*Task goal*. Please write out each entry exactly as it appears.

*** Provided entries Section Begins ***

PR #3445, opened 2019-07-03
[wct-local] Added javaArgs to plugin options.

usergenic:
Allows passing of arguments to java invocation.


usergenic:
CLA was already signed for prior PR https://github.com/Polymer/tools/pull/3309

PR #3454, opened 2019-08-26
Open the url in browser when user serves their polymer app using the open library

aviskarkc10:
1. Install [sindresorhus/open](https://github.com/sindresorhus/open/).
2. Open the browser after user runs `polymer serve`


aviskarkc10:
@googlebot I signed it

aviskarkc10:
Oops! My bad. Just found out there is an `--open` flag. Sorry :smile:

PR #3460, opened 2019-10-01
docs: add lerna badge

armujahid:
Polymer tools are organized as a monorepo using [Lerna](https://lernajs.io). So I think we should either add lerna badge
[lerna](https://lerna.js.org/) or some kind of acknowledgment in Readme (If addition of badge is not acceptable).


armujahid:
This issue shouldn't be closed because related PR is already open.

PR #4254, opened 2024-08-12
rewrite: migrate `move_commits` function from `rebase` command

bnjmnt4n:
# Checklist

If applicable:


yuja (approved):
Thanks!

*** Provided entries Section Ends ***

*Solved problem*.
PR #3445, opened 2019-07-03
[wct-local] Added javaArgs to plugin options.

usergenic:
Allows passing of arguments to java invocation.


usergenic:
CLA was already signed for prior PR https://github.com/Polymer/tools/pull/3309

PR #3454, opened 2019-08-26
Open the url in browser when user serves their polymer app using the open library

aviskarkc10:
1. Install [sindresorhus/open](https://github.com/sindresorhus/open/).
2. Open the browser after user runs `polymer serve`


aviskarkc10:
@googlebot I signed it

aviskarkc10:
Oops! My bad. Just found out there is an `--open` flag. Sorry :smile:

PR #3460, opened 2019-10-01
docs: add lerna badge

armujahid:
Polymer tools are organized as a monorepo using [Lerna](https://lernajs.io). So I think we should either add lerna badge
[lerna](https://lerna.js.org/) or some kind of acknowledgment in Readme (If addition of badge is not acceptable).


armujahid:
This issue shouldn't be closed because related PR is already open.

PR #4254, opened 2024-08-12
rewrite: migrate `move_commits` function from `rebase` command

bnjmnt4n:
# Checklist

If applicable:


yuja (approved):
Thanks!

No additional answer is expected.